First, I initialized a mapped distributed shared memory:
// initialization of distributed shared memory barrier (mapped from one CTA)
if (threadIdx.x == 0 && blockRankInCluster == 0) {
cuda::ptx::mbarrier_init(bar, 2); // tried 1 instead of 2 too
cuda::ptx::fence_mbarrier_init(cuda::ptx::sem_release, cuda::ptx::scope_cluster);
cuda::ptx::mbarrier_arrive_expect_tx(cuda::ptx::sem_release, cuda::ptx::scope_cluster, cuda::ptx::space_cluster, reinterpret_cast<uint64_t*>(bar), 1); // tried without this too
}
cluster.sync();
Then initiated TMA using tensor map:
if (threadIdx.x == 0 && blockRankInCluster == 0) {
const uint16_t ctaMask = 0b1; // tried 0b11
cuda::ptx::cp_async_bulk_tensor(cuda::ptx::space_cluster, cuda::ptx::space_global, reinterpret_cast<void*>(s_mem), tensorMap, coords, reinterpret_cast<uint64_t*>(bar), ctaMask);
}
After other asynchronous work, wait like this:
// cuda::ptx:: functions don't return any state. How can I know which state to start? Is state a token like non-cluster TMA operations use?

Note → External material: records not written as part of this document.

PR #678, opened 2019-02-21
Separate caching for encountered and non encountered mon

KartulUdus:
## Description

Current scanners send non-encountered and encountered mons separately with the same encounter_id

this stops users from receiving the alarm when it is encountered. 

I've changed the cache key to be `encounter_id + weight` so that once encountered and the monsters weight exists, it will be a different cache entry.

I also have disappear time in there in case some manual submission or something sends the same encounter_id, but I didn't know if you would see value in that so left it out for now.

## Type of Change

## Motivation and Context

https://discordapp.com/channels/215181169761714177/218822834225545216/547635147621531648
## How Has This Been Tested?

None, I did this in an accounting meeting
## Wiki Update


LegitDongo:
I don't have an issue with this, but this isn't how we were originally going to go about this.
I think @kvangent should have something to say on this.

I plan on PRing to fix new Travis issues, so prepare for a rebase in the near future 😄

kvangent:
I'm good with this - it's not as complete of a solution as we have planned, but given my progress on v4 is pretty slow this seems like a reasonable workaround.

nhumber:
im getting this error using MAD

Encountered error during processing: TypeError: unsupported operand type(s) for +: 'long' and 'str'
2019-02-24 17:34:59,883 [ERROR][ pokealarm][ manager_0] Stack trace:
  File "/home/user/PokeAlarm/PokeAlarm/Manager.py", line 520, in run
    self.process_monster(event)
  File "/home/user/PokeAlarm/PokeAlarm/Manager.py", line 626, in process_monster
    if self.__cache.monster_expiration(mon.enc_id + str(mon.weight)) is not None:
TypeError: unsupported operand type(s) for +: 'long' and 'str'

KartulUdus:
interesting @nhumber 
seems that MAD is sending encounter as "long" not a "str" type

changed it to convert both to string, could you try again?

nhumber:
thanks, error free and functioning.

kvangent:
@LegitDongo Can you please merge this this weekend?

LegitDongo (approved):
Gave a lightweight test, seems to work appropriately.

if (threadIdx.x == 0 && blockRankInCluster == 0) {
while (!cuda::ptx::mbarrier_try_wait(cuda::ptx::sem_acquire, cuda::ptx::scope_cluster, reinterpret_cast<_CUDA_VSTD::uint64_t*>(bar), state)) {
__nanosleep(10);
};
}
but it doesn’t get out of this while-loop.
I used ctaMask = 0b1 in a two-block cluster launch (static define with cluster_dims(2, 1, 1)).
State is incremented after wait but its never reached due to infinite loop.
What can cause a try-wait to never return true value?
If this works, I will convert it to a multiple-CTA wait version to make synchronization more efficient. Currently only trying to run it correctly and have no idea how TMA knows the destinations for other CTAs smem. Can it infer their destinations from just the calling CTA’s destination parameter?
Tensor map encoding is correct, tile data on gmem is aligned, and works for non-cluster based TMA operations, distributed shared memory barrier and all the data pointers are aligned to 32 and 128 respectively. No error is returned. Its just running inside the while loop.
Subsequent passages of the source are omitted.